On - nie wiedział, co zrobić widząc płaczącą brunetkę, więc po prostu przytulił ją i już nigdy nie chciał jej wypuszczać. Wiedział, że przegiął i to mocno. To była jego wina. Tylko jego.

Ona - była roztrzęsiona, pragnęła teraz tylko jego bliskości. I po raz pierwszy spełnił jej oczekiwania. Po prostu ją przytulił, a ona po raz pierwszy nie miała zamiaru się sprzeciwiać.


                                                                              ***

Heeej :D Mamy kolejny rozdział. Mam nadzieję, że się podoba :) A tak wgl to dziękuję wam za 14,5 tyś wyświetleń :D ;D :D Jesteście kochaniii !!! I chciałabym wam podziękować za ostatnie 18 komentarzy :D Naprawdę myślałam, że już nikt tego nie czyta <3 No normalnie was kocham *.*

A i zauważyłam, że były pytania o aska, tak więc założyłam go i jest na górze w zakładkach ( http://ask.fm/Looooveeely jakby co to tu też macie link ^^ ). Więc wszelkie pytania tam kierujcie :D 

CZYTASZ = KOMENTUJESZ ;)

wtorek, 27 sierpnia 2013

Rozdział 21 Co u ciebie słychać?

Uniosłam powoli głowę do góry i zobaczyłam klęczącego przede mną Justina. Ups.

- Co ty tu robisz? - spytał pomagając mi wstać.

Wiesz Louis chciał mnie zgwałcić, ale na szczęście zadzwonił telefon i cudem udało mi się uciec.

- Nieważne. - odpowiedziałam szybko i wciągnęłam na siebie bluzkę.

Nie było zbyt ciepło, a ja miałam na sobie jedynie bluzkę na ramiączka i jeansy. Potarłam swoje zmarznięte ramiona, ale już po chwili tego pożałowałam. Kątem oka zobaczyłam jak Justin ściąga swoją bluzę i nakłada ją na moje ramiona.

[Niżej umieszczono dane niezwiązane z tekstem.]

PR #282, opened 2026-06-07
fix: replace globalThis.fetch when --enable-proxy is set (Node.js 22+)

### LINKED ISSUE #281: bug: --enable-proxy broken on Node.js 22+ — globalThis.fetch bypasses proxy dispatcher
## Summary

`--enable-proxy` calls `setGlobalDispatcher(new EnvHttpProxyAgent())` but this only affects the **npm-installed undici** instance. On Node.js 22+, `globalThis.fetch` uses the **Node.js built-in undici** — a separate instance that is unaffected by `setGlobalDispatcher` from an npm package.

`StreamableHTTPClientTransport.send()` (from `@modelcontextprotocol/sdk`) falls back to `globalThis.fetch` when no custom fetch is injected:

```js
const response = await (this._fetch ?? fetch)(this._url, init)
```

So even with `--enable-proxy` set, all HTTP requests go through the unproxied built-in fetch.

## Symptom

The server is reachable through the proxy (no timeout), but the response is missing the `Content-Type` header because the direct connection hits an unexpected path. mcp-remote throws:

```
StreamableHTTPError: Streamable HTTP error: Unexpected content type: null
```

## Environment

- Node.js v22+ (tested on v26.0.0)
- OS: macOS with Surge HTTP proxy on `127.0.0.1:6152`
- mcp-remote: 0.1.38
- Config: `HTTPS_PROXY=http://127.0.0.1:6152` + `--enable-proxy`

## Reproducer

```js
const { fetch: undici_fetch, EnvHttpProxyAgent, setGlobalDispatcher } = require('undici')
setGlobalDispatcher(new EnvHttpProxyAgent())

// undici fetch correctly uses the proxy:
undici_fetch(url, opts).then(r => console.log(r.headers.get('content-type')))  // ✅ text/event-stream

// globalThis.fetch does NOT — still uses built-in Node.js undici:
globalThis.fetch(url, opts).then(r => console.log(r.headers.get('content-type')))  // ❌ null
```

## Fix

After configuring the dispatcher, also replace `globalThis.fetch` with undici's fetch:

- Dziękuję. - szepnęłam. Ta sytuacja nie była komfortowa. Ja i Justin rozstaliśmy się. On mnie zdradził, a teraz stoję w jego bluzie na środku ulicy, a obok mnie sam Justin Bieber. Nie taki miałam plan. Nie, że w ogóle jakiś miałam, ale nie planowałam spotykać Justina. - Umm...zamówię taksówkę. Cześć. - naciągnęłam na głowę kaptur by nikt mnie nie poznał i ruszyłam w stronę "jak najdalej od Justina".

- To nie jest najlepszy pomysł. - stwierdził, a ja odwróciłam się w jego stronę.- Co jeśli Louis cię znajdzie?- dodał i spojrzał na mnie pytającym wzrokiem.

 W sumie racja. Nie wiem co bym zrobiła gdybym spotkała Louisa. O ucieczce nie było mowy. A nawet nie chcę myśleć co mógłby mi zrobić. No tak tyko skoro nie taksówka to zapewne jego samochód, a nie jestem pewna czy jestem na to gotowa. Niby to tylko 10 minut, ale w tej sytuacji to będzie wieczność.

- A masz lepszy pomysł? - spytałam, choć doskonale znałam odpowiedź.

- Odwiozę cię. - powiedział i ruszył w stronę parkingu.

Nie miałam za bardzo wyboru, więc szłam za nim. Moją uwagę przykuł tatuaż na jego ramieniu. Nie miał go wcześniej, o ile dobrze pamiętam. Był to napis, ale byłam zbyt daleko by go przeczytać. Kiedy doszliśmy na parking Justin wsiadł do samochodu i czekał, aż zrobię to samo. Odpalił silnik i wyjechaliśmy na ulicę.

- Co u ciebie słychać? - spojrzałam w jego stronę. Świetny temat. Brawo Justin.

- Nic ciekawego. - uśmiechnęłam się blado i odwróciłam głowę w stronę okna. Co miałam mu powiedzieć? Nie jest już moim chłopakiem i nie zamierzam zwierzać się mu z tego co robię. - A u ciebie? - dodałam oczywiście z grzeczności. Nie żeby mnie to interesowało.

- Szczerze? - odwróciłam się by na niego spojrzeć, ale na moje nie szczęście on również to zrobił. Nie wiedząc, co dalej przytaknęłam tylko głową, by kontynuował. - Odkąd...umm...rozstaliśmy się nie robię nic poza staraniem się cię odzyskać. - Ojej. No to mamy problem.

- Aha - rzuciłam szybko i spuściłam wzrok. Czemu on mi to powiedział? Jeżeli liczył na to, że złapię się na to, to się mylił. Ja nie zamierzam mu wybaczyć. O nie.

                                                                          ***

- Jesteśmy na miejscu. - spojrzałam przez przednią szybę i ujrzałam mój dom. Cieszyłam się, że jesteśmy już na miejscu. Dłużej chyba bym nie zniosła tej niezręcznej ciszy.

- Dziękuję. - uśmiechnęłam się do niego co odwzajemnił.

- Nie ma sprawy. - powiedział, po czym znowu zapadła cisza. Nie rozumiem jak jeszcze kilka dni temu miałabym milion rzeczy do powiedzenia Justinowi, a dzisiaj nie umiałam z siebie wydusić nic. Widać ludzie bardzo szybko potrafią się zmieniać.

- Wejdziesz? - O Matko! Czy ja to powiedziałam? Selena zgłupiałaś do reszty! Ughh. Może odmówi. Proszę, proszę...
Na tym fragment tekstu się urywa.